Choline serves as the primary active compound of anti-aging tablets and targets PTGS2 to alleviate neuronal damage in Alzheimer's disease by modulating ferroptosis and apoptosis in nerve cells.

BACKGROUND: Alzheimer's disease (AD), a neurodegenerative disorder characterized by progressive cognitive impairment, involves pathological mechanisms including β-amyloid protein deposition, hyperphosphorylation of Tau proteins, and neuronal damage mediated by ferroptosis. As a traditional Chinese medicine, anti-aging tablets have potential neuroprotective effects, but their active ingredients and mechanisms have not been fully elucidated. METHODS: We screened active ingredients and AD-related targets in anti-aging tablets using liquid chromatography-mass spectrometry combined with network pharmacology analysis. A protein-protein interaction network was established, and GO/KEGG enrichment analyses were performed. The binding of choline to PTGS2 was verified through molecular thermal shift assay. qPCR was utilized to detect PTGS2 expression. An AD model was constructed, with cellular injury levels evaluated through CCK-8, LDH assays, and WB detection by examining the expression of apoptosis-related biomarkers. The expression of ferroptosis-related proteins (FSP1, SLC7A11, GPX4) was examined through Western blot analysis. MDA and GSH/GSSG analyses determined lipid peroxidation and antioxidant capacity. DCFH-DA detected ROS levels. RESULTS: The combined use of UPLC-MS/MS with network pharmacology led to the identification and characterization of choline as the key active ingredient in anti-aging tablets. PTGS2 was determined as its primary target. The direct binding of choline to PTGS2 was verified through molecular thermal shift assay. In vitro experiments revealed that choline significantly repressed cell damage in the AD model, as indicated by enhanced cell viability, reduced release of LDH, lowered levels of reactive oxygen species (ROS), and downregulated expression of caspase-3 and Bax.

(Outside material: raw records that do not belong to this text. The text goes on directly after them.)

PR #2062, opened 2026-08-18
chore: delete dead RIVER_FACTORY_ABI and BITTENSOR_BASE_FEE_RAO exports

### LINKED ISSUE #1375: Break mpc-types<->mpc-wasm circular dependency; delete dead RIVER_FACTORY_ABI/BITTENSOR_BASE_FEE_RAO
Parent epic: #1347

From the whole-stack audit round 7 (2026-07-17). Severity P3 CONFIRMED.

**Anchor:** mpc-types/src/runtime.ts:244 - mpc-types/package.json:34-39 - mpc-wasm/src/index.ts:8-16 - mpc-wasm/package.json:17-19 - sdk/src/tools/defi/river/abi.ts:8 - sdk/src/tools/balance/bittensor.ts:33

## what
mpc-types peerDepends (optional) on mpc-wasm and dynamically imports it in ensureMpcEngine(); mpc-wasm has a real dependency back on mpc-types. Runtime-safe today only because the types-to-wasm edge is a lazy import(). Also two confirmed dead exports: RIVER_FACTORY_ABI (sdk/src/tools/defi/river/abi.ts) has zero importers anywhere in the workspace; BITTENSOR_BASE_FEE_RAO (sdk/src/tools/balance/bittensor.ts) is defined once and referenced nowhere - an unfinished fee computation.

## failure scenario
A future refactor that turns the types-to-wasm edge into a static import turns this into a hard circular init cycle, breaking bundling/publish for both packages the way #949 already documents for core-chain/core-mpc.

## fix
Extract the shared MPC engine/types that both packages need into a leaf package (or keep mpc-types fully passive and never import from it), so the dependency graph is a DAG. Delete the two dead constants, or finish the Bittensor fee path if it's meant to ship.

Related: #949 tracks the same circular-dependency architecture problem for core-chain/core-mpc - this is the same bug shape at the mpc-types/mpc-wasm package boundary.

gomesalexandre:
Closes vultisig/vultisig-sdk#1375

This issue bundled two things: (1) a genuine mpc-types<->mpc-wasm circular-dependency architecture risk (runtime-safe today only because the types-to-wasm edge is a lazy `import()`, but would become a hard cycle if a future refactor makes it static), and (2) two confirmed dead exports. I fixed the small, mechanical half only: deleted `RIVER_FACTORY_ABI` (`packages/sdk/src/tools/defi/river/abi.ts`, zero importers workspace-wide — the sibling ABIs in the same file, `RIVER_TROVE_MANAGER_ABI`/`RIVER_SORTED_TROVES_ABI`/`RIVER_BORROWER_OPS_ABI`/`RIVER_PERIPHERY_ABI`, are all actively used by `river.ts` and untouched) and `BITTENSOR_BASE_FEE_RAO` (`packages/sdk/src/tools/balance/bittensor.ts`, defined once, referenced nowhere — its display-string sibling `BITTENSOR_BASE_FEE_HUMAN` IS used by `taoBalance.ts` and stays). Confirmed via a repo-wide grep (excluding `node_modules`) that zero references to either constant remain anywhere, and neither was re-exported through any public SDK barrel, so this isn't a breaking public-API change. Did NOT attempt the circular-dependency extraction (moving the shared MPC engine/types into a leaf package to make the dependency graph a DAG) — that's a genuine multi-package architectural restructure, not a small fix, and risks breaking the build/publish pipeline for both packages if done carelessly.

## what I ran
Attempted `/tmp/claude-1000/wt-sdk-w1/node_modules/.bin/vitest run tests/unit/tools/balance/otherBalance.test.ts tests/unit/tools/defi/river.test.ts` (from `packages/sdk`) — both test files FAILED to execute, but for the same pre-existing, unrelated reason documented on my other issues in this batch: this worktree has no built `packages/core/config/dist`, and both files transitively import `chains/evm/chainInfo.ts` (via `river.ts`'s viem/EVM client usage and `otherBalance.test.ts`'s balance-chain imports), which bare-imports `@vultisig/core-config`. The only fix is the full `yarn build:shared` monolithic tsc build, explicitly forbidden by the task instructions. Verified correctness instead by a repo-wide `grep -rn "RIVER_FACTORY_ABI\|BITTENSOR_BASE_FEE_RAO" . --include="*.ts" --include="*.tsx"` (excluding node_modules) returning zero hits after the deletion, and by reviewing the final diff to confirm only the two flagged dead lines were removed with no adjacent code disturbed. Did not run the full suite, typecheck, or build.

## Summary by CodeRabbit

* **Chores**
  * Removed unused internal SDK exports related to Bittensor fee values and River factory contract definitions.
  * Existing balance validation, RPC fallback, parsing, and River functionality remain unchanged.


NeOMakinG (approved):
LGTM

Additional studies uncovered that overexpression of PTGS2 exacerbated ferroptosis-related parameters (upregulation of MDA, decrease in GSH/GSSG ratio, downregulation of FSP1, SLC7A11, and GPX4 expression), whereas Fer-1 treatment reversed these changes. CONCLUSION: This study revealed that choline targets PTGS2 to depress ferroptosis, thus alleviating AD-related neuronal injury. This study provides a theoretical basis for the pharmacodynamic effects of anti-aging tablets as well as new therapeutic strategies for AD.